== Provided records

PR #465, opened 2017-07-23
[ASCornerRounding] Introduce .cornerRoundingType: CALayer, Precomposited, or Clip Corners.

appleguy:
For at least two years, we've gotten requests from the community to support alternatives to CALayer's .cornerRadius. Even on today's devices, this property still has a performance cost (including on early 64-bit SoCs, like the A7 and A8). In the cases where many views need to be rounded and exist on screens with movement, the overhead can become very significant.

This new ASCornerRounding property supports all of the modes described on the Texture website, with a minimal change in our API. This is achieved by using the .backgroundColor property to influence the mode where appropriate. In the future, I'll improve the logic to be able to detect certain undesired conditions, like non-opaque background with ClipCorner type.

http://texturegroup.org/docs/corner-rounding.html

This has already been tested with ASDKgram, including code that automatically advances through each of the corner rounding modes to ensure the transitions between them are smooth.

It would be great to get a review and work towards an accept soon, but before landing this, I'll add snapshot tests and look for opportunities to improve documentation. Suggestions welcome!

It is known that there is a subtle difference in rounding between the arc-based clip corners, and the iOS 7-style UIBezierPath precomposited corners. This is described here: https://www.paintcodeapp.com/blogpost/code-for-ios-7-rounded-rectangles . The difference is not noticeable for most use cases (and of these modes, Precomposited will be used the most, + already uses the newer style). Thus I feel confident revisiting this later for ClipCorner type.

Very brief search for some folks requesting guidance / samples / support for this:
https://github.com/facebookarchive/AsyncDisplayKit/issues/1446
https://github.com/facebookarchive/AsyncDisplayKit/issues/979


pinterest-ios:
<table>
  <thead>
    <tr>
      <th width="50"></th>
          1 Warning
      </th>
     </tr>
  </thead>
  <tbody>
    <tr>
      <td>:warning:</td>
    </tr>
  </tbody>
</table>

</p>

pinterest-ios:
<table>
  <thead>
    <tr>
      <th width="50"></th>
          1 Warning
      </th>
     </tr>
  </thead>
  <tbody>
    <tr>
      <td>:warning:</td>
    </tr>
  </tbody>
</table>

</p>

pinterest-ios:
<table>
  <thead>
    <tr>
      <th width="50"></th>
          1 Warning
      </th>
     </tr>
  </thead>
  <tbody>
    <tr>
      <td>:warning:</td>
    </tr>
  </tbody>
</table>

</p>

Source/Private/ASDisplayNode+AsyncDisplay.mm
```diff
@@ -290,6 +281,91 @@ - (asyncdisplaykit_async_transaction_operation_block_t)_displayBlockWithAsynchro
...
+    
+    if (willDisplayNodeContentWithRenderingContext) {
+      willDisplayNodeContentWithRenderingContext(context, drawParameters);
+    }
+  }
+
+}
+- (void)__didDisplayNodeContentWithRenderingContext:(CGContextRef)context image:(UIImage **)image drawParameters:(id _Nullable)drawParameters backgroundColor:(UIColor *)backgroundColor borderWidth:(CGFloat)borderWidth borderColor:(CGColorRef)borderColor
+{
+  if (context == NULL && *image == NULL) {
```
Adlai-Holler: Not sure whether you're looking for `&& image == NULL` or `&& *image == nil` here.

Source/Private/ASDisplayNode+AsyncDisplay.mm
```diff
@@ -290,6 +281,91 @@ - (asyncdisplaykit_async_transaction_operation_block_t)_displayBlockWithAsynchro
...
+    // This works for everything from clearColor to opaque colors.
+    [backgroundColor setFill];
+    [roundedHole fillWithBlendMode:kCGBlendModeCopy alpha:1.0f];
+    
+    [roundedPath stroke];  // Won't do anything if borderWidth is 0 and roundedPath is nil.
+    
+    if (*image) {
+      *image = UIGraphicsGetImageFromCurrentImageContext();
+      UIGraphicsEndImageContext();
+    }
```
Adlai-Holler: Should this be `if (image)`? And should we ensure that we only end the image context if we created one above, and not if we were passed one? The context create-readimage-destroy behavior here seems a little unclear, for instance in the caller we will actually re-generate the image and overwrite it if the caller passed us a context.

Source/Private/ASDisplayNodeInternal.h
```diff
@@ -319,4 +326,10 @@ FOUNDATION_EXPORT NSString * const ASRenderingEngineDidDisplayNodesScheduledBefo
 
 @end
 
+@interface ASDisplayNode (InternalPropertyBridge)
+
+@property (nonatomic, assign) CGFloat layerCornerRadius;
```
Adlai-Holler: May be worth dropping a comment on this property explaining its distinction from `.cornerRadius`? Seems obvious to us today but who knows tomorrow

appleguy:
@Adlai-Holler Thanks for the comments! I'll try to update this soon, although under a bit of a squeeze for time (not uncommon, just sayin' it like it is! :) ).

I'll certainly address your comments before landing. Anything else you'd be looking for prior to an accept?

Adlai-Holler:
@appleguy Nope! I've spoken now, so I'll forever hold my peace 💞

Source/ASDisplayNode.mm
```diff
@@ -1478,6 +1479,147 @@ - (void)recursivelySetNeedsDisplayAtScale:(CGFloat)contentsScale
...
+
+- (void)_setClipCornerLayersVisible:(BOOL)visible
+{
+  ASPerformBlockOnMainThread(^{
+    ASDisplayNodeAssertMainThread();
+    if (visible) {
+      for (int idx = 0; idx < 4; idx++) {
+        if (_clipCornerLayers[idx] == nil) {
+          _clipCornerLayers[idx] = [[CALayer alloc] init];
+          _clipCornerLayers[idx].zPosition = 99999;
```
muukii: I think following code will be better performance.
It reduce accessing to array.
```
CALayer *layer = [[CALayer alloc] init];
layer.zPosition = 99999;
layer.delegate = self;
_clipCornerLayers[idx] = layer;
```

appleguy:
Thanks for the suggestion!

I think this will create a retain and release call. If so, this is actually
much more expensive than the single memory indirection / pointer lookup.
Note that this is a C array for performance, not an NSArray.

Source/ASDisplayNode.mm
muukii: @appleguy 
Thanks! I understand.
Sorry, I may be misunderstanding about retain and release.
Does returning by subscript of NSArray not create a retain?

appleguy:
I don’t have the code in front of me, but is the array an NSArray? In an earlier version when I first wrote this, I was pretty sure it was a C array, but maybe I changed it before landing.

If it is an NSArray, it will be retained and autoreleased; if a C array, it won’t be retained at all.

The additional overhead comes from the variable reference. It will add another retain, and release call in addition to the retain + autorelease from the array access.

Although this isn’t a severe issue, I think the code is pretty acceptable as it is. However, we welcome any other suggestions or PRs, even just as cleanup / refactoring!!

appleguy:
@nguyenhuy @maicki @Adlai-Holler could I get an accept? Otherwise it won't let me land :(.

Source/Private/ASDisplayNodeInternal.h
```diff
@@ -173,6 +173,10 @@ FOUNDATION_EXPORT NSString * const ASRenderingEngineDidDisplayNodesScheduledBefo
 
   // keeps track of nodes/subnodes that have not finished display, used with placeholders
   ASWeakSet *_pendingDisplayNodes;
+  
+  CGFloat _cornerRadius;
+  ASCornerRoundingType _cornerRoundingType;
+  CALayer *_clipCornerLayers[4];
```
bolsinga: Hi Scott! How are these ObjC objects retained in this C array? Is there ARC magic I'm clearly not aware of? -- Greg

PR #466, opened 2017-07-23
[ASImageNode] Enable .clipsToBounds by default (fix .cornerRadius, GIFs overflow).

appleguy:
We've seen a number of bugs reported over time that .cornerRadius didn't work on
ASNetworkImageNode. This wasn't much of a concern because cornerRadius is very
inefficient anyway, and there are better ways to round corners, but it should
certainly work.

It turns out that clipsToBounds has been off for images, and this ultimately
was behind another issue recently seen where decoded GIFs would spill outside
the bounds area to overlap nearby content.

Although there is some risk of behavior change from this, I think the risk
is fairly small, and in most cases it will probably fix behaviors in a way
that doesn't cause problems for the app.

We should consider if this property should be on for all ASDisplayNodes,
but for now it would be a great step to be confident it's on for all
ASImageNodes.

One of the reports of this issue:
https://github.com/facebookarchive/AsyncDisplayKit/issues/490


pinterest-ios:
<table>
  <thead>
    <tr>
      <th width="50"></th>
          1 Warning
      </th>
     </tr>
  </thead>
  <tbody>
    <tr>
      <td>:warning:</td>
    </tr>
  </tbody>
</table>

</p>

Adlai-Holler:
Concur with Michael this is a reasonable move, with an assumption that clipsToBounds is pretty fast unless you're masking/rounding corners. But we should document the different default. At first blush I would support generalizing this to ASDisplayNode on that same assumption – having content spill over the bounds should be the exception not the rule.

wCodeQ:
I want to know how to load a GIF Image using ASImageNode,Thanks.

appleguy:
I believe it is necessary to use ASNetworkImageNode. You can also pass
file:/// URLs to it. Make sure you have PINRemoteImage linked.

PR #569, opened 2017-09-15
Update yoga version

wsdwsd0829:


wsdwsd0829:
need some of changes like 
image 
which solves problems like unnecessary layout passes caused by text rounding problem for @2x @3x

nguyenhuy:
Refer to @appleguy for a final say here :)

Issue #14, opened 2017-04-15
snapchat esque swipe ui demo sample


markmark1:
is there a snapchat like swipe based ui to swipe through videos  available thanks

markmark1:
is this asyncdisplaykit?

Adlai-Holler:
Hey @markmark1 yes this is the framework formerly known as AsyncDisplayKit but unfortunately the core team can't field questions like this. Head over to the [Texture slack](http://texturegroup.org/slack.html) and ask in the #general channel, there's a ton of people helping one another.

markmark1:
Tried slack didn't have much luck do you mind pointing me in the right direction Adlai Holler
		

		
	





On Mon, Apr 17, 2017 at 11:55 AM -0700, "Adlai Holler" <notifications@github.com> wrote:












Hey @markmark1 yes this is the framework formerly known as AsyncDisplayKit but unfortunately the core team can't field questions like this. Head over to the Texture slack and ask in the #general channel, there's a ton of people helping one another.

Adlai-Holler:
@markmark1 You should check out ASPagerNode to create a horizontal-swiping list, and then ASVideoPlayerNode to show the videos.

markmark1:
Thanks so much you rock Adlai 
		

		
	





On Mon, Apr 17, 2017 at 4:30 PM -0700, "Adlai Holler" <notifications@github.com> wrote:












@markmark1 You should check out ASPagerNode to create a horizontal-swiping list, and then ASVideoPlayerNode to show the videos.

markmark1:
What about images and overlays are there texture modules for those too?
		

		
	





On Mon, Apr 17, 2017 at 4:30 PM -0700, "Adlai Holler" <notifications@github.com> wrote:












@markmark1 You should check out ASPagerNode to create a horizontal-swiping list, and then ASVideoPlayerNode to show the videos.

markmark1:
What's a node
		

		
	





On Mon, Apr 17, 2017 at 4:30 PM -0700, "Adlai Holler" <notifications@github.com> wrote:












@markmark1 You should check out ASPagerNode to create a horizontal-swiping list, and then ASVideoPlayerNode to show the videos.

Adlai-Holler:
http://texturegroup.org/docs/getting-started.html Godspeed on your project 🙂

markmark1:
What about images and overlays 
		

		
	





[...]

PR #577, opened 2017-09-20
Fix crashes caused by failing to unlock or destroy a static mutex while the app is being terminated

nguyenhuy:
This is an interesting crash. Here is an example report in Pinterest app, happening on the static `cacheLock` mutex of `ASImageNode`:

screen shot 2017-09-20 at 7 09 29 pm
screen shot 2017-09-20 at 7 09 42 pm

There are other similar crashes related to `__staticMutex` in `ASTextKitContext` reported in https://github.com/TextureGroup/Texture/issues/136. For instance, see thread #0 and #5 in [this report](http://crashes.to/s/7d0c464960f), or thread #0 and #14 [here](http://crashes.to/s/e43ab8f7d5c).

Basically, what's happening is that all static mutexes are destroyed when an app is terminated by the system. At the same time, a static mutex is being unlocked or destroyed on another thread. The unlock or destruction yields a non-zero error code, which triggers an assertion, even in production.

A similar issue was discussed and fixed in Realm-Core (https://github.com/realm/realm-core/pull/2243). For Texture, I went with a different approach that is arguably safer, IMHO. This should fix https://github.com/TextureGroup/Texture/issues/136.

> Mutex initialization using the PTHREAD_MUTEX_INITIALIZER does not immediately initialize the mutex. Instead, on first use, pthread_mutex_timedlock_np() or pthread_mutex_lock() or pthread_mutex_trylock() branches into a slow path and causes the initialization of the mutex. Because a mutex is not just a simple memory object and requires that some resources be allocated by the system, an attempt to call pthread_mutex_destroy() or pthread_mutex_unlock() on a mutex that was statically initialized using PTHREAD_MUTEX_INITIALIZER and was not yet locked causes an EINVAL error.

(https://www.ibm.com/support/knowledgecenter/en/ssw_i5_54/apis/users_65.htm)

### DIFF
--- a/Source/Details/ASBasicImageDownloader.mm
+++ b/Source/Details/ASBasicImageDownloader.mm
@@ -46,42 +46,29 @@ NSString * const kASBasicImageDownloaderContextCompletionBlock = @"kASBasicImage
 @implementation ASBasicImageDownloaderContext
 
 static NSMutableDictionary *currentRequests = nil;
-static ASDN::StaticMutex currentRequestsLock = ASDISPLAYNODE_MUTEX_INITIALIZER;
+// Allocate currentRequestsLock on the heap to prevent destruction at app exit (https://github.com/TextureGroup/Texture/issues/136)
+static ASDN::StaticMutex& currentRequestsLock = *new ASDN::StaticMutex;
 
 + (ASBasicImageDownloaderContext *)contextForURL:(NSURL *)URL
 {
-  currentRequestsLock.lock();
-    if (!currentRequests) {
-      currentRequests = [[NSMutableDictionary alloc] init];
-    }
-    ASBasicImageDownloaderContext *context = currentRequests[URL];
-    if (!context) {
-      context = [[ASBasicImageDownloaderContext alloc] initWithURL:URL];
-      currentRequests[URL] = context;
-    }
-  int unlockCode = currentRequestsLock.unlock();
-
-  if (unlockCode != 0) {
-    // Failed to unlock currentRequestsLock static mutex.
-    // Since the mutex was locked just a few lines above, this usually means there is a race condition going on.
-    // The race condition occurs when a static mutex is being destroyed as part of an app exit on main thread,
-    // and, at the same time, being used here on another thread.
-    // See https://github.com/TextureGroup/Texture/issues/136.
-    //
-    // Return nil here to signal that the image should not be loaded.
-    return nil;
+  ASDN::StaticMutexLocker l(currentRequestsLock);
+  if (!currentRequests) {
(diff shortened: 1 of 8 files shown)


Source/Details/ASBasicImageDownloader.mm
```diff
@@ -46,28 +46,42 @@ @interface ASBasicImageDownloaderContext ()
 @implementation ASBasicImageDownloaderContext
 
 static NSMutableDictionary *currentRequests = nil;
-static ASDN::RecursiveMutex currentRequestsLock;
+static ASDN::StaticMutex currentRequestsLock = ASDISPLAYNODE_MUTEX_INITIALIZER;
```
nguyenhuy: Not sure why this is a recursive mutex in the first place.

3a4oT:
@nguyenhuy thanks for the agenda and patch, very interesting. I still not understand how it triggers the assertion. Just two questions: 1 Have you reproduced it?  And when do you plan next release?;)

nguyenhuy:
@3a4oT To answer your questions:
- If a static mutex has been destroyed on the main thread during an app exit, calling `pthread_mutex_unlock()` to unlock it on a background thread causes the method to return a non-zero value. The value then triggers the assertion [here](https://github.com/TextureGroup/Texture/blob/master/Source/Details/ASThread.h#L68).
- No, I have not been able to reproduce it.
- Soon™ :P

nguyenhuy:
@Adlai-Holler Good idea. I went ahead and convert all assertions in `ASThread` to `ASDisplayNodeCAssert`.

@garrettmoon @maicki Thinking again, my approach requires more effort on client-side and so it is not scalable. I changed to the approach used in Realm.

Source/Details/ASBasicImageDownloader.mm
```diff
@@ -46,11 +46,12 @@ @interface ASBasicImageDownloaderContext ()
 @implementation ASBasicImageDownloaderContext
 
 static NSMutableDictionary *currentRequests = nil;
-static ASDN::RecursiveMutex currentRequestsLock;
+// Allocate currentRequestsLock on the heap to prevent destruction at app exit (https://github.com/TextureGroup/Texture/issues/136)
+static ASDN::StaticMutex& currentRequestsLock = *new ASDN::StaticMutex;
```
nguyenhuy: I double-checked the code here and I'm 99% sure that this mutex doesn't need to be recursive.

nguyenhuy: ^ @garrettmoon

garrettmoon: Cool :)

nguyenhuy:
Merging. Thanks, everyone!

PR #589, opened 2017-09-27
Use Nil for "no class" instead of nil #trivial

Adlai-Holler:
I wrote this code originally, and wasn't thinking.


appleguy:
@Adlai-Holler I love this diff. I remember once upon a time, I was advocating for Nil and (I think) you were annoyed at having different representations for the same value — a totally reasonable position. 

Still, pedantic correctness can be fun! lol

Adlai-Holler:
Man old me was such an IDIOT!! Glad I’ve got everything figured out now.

====

Work task: Copy all the lines above that hold the string "willDisplayNodeContentWithRenderingContext".

Task answer:
+    if (willDisplayNodeContentWithRenderingContext) {
+      willDisplayNodeContentWithRenderingContext(context, drawParameters);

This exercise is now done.